Copy exactly the lines of the material below, starting with the first and including the line that holds "I have no way of testing this.".

DATA SUPPLIED:
○ ○ ○ ○ ○ ○ ○

PR #647, opened 2024-10-22
Fixed the AIX

ThakkarChandresh:
I've tried executing this aix branch in my aix machine but it had some problems executing it, which I've fixed, and tested all functionalities and everything is working


arp242:
I have no way of testing this.

I just removed the aix branch here. I have no interest in going out of my way to support a $7.5 billion net income company in my spare time that can't even be bothered to respond to my requests to make some testing environment available.

PR #651, opened 2024-10-28
Expose and document Supports, Unportable*

arp242:
Only implemented on Linux/inotify for now. I had hoped to finish some more platforms before exporting this, but I accidentally deleted my work on that a few months ago and haven't had the energy to restart it.

Lots of people want it, and there's are a few "forks" of fsnotify which export this. So just add it in the release.


arp242:
I thought I had done the filtering of the standard events (Create, Remove, etc.) for other backends, but I didn't. This can't really be merged until that's done, because you'll get different events on different platforms.

So that needs to be done first.

I wouldn't expect movement on this any time soon, at least, not from me. I had to spend time of my bank holiday last week to finish the 1.8 release.

PR #668, opened 2025-01-20
test: remove test with hardcoded dates

### LINKED ISSUE #665: Tests fail in  year 2025
This test will not work in 2025

https://github.com/fsnotify/fsnotify/blob/a9bc2e01792f868516acf80817f7d7d7b3315409/internal/ztest/diff_test.go#L139-L150

mikelolasagasti:
The test would require to be changed each year, and previous test already test the behaviour.

Resolves #665


arp242:
Fixed by #675.

PR #675, opened 2025-03-05
Fix hardcoded year in test

lawmurray:
A tiny fix: the year 2024 is hard-coded in one of the tests, so that it fails in The Year of the Linux Desktop.


lawmurray:
Sorry, I just realised that the very last PR #668 addresses the same! Well, this one comes with a fix and a joke, so you can choose :laughing:

arp242:
(Note: CI failures are unrelated; looks like some stuff "bitrotted" and needs some fixing)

○ ○ ○ ○ ○ ○ ○

RESULT FOR THIS EXERCISE:
PR #647, opened 2024-10-22
Fixed the AIX

ThakkarChandresh:
I've tried executing this aix branch in my aix machine but it had some problems executing it, which I've fixed, and tested all functionalities and everything is working


arp242:
I have no way of testing this.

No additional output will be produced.